── DATA RECORDS ──

PR #769, opened 2017-07-12
Implemented a rake task that rebuilds the ELM for CqlMeasure models i…

holmesie:
…n the local db using a locally running translation service

### DIFF
--- a/lib/tasks/cql.rake
+++ b/lib/tasks/cql.rake
@@ -15,7 +15,7 @@ namespace :bonnie do
           # Grab the user, we need this to output the name of the user who owns
           # this measure. Also comes in handy when detecting measures uploaded
           # by accounts that have since been deleted.
-          user = User.find_by('_id': measure[:user_id])
+          user = User.find_by(_id: measure[:user_id])
           # Grab the measure cql
           if measure[:cql].instance_of?(Array) # New type of measure
             cql = measure[:cql]
--- a/lib/tasks/cql.rake
+++ b/lib/tasks/cql.rake
@@ -12,28 +12,34 @@ namespace :bonnie do
       orphans = 0
       CqlMeasure.all.each do |measure|
         begin
+          # Grab the user, we need this to output the name of the user who owns
+          # this measure. Also comes in handy when detecting measures uploaded
+          # by accounts that have since been deleted.
           user = User.find_by('_id': measure[:user_id])
-          if measure[:cql].instance_of?(Array) # Newer version of the CqlMeasure model
-            # NOTE: The following three lines are adapted from the functionality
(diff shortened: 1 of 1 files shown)


lib/tasks/cql.rake
```diff
@@ -2,6 +2,51 @@
...
+            # NOTE: The following three lines are adapted from the functionality
+            # of the 'load_mat_cql_exports' method in the cql_loader.rb in bonnie_bundler
+            elms, elm_annotations = Measures::CqlLoader.translate_cql_to_elm(measure[:cql])
+            cql_definition_dependency_structure = Measures::CqlLoader.populate_cql_definition_dependency_structure(measure[:main_cql_library], elms, measure[:populations_cql_map])
+            cql_definition_dependency_structure = Measures::CqlLoader.populate_used_library_dependencies(cql_definition_dependency_structure, measure[:main_cql_library], elms)
+            measure.update(elm: elms, cql_statement_dependencies: cql_definition_dependency_structure)
+            measure.save!
+            update_passes += 1
+            puts '[Success] Measure ' + measure[:cms_id] + ': "' + measure[:title] + '" with id ' + measure[:id] + ' in account ' + user[:email] + ' successfully updated ELM!'
+          elsif measure[:cql].instance_of?(String) # Older version of the CqlMeasure model
```
hossenlopp: We should be updating the model here instead of keeping it out of date. I would suggest checking if `cql` is a string and make it an array and then go to town with the code in the if it's an Array part. Note that we'll also have to populate the main_cql_library field.

hossenlopp (changes requested):

lib/tasks/cql.rake
holmesie: Done!

lib/tasks/cql.rake
```diff
@@ -2,6 +2,57 @@
...
+    task :rebuild_elm => :environment do
+      update_passes = 0
+      update_fails = 0
+      orphans = 0
+      CqlMeasure.all.each do |measure|
+        begin
+          # Grab the user, we need this to output the name of the user who owns
+          # this measure. Also comes in handy when detecting measures uploaded
+          # by accounts that have since been deleted.
+          user = User.find_by('_id': measure[:user_id])
```
hossenlopp: `'_id':` isn't a valid symbol. `_id:` will do the trick.

hossenlopp (changes requested):

lib/tasks/cql.rake
holmesie: Fixed

hossenlopp (approved):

───

The output should match the records above exactly, line for line.

PR #769, opened 2017-07-12
Implemented a rake task that rebuilds the ELM for CqlMeasure models i…

holmesie:
…n the local db using a locally running translation service

### DIFF
--- a/lib/tasks/cql.rake
+++ b/lib/tasks/cql.rake
@@ -15,7 +15,7 @@ namespace :bonnie do
           # Grab the user, we need this to output the name of the user who owns
           # this measure. Also comes in handy when detecting measures uploaded
           # by accounts that have since been deleted.
-          user = User.find_by('_id': measure[:user_id])
+          user = User.find_by(_id: measure[:user_id])
           # Grab the measure cql
           if measure[:cql].instance_of?(Array) # New type of measure
             cql = measure[:cql]
--- a/lib/tasks/cql.rake
+++ b/lib/tasks/cql.rake
@@ -12,28 +12,34 @@ namespace :bonnie do
       orphans = 0
       CqlMeasure.all.each do |measure|
         begin
+          # Grab the user, we need this to output the name of the user who owns
+          # this measure. Also comes in handy when detecting measures uploaded
+          # by accounts that have since been deleted.
           user = User.find_by('_id': measure[:user_id])
-          if measure[:cql].instance_of?(Array) # Newer version of the CqlMeasure model
-            # NOTE: The following three lines are adapted from the functionality
(diff shortened: 1 of 1 files shown)


lib/tasks/cql.rake
```diff
@@ -2,6 +2,51 @@
...
+            # NOTE: The following three lines are adapted from the functionality
+            # of the 'load_mat_cql_exports' method in the cql_loader.rb in bonnie_bundler
+            elms, elm_annotations = Measures::CqlLoader.translate_cql_to_elm(measure[:cql])
+            cql_definition_dependency_structure = Measures::CqlLoader.populate_cql_definition_dependency_structure(measure[:main_cql_library], elms, measure[:populations_cql_map])
+            cql_definition_dependency_structure = Measures::CqlLoader.populate_used_library_dependencies(cql_definition_dependency_structure, measure[:main_cql_library], elms)
+            measure.update(elm: elms, cql_statement_dependencies: cql_definition_dependency_structure)
+            measure.save!
+            update_passes += 1
+            puts '[Success] Measure ' + measure[:cms_id] + ': "' + measure[:title] + '" with id ' + measure[:id] + ' in account ' + user[:email] + ' successfully updated ELM!'
+          elsif measure[:cql].instance_of?(String) # Older version of the CqlMeasure model
```
hossenlopp: We should be updating the model here instead of keeping it out of date. I would suggest checking if `cql` is a string and make it an array and then go to town with the code in the if it's an Array part. Note that we'll also have to populate the main_cql_library field.

hossenlopp (changes requested):

lib/tasks/cql.rake
holmesie: Done!

lib/tasks/cql.rake
```diff
@@ -2,6 +2,57 @@
...
+    task :rebuild_elm => :environment do
+      update_passes = 0
+      update_fails = 0
+      orphans = 0
+      CqlMeasure.all.each do |measure|
+        begin
+          # Grab the user, we need this to output the name of the user who owns
+          # this measure. Also comes in handy when detecting measures uploaded
+          # by accounts that have since been deleted.
+          user = User.find_by('_id': measure[:user_id])
```
hossenlopp: `'_id':` isn't a valid symbol. `_id:` will do the trick.

hossenlopp (changes requested):

lib/tasks/cql.rake
holmesie: Fixed

hossenlopp (approved):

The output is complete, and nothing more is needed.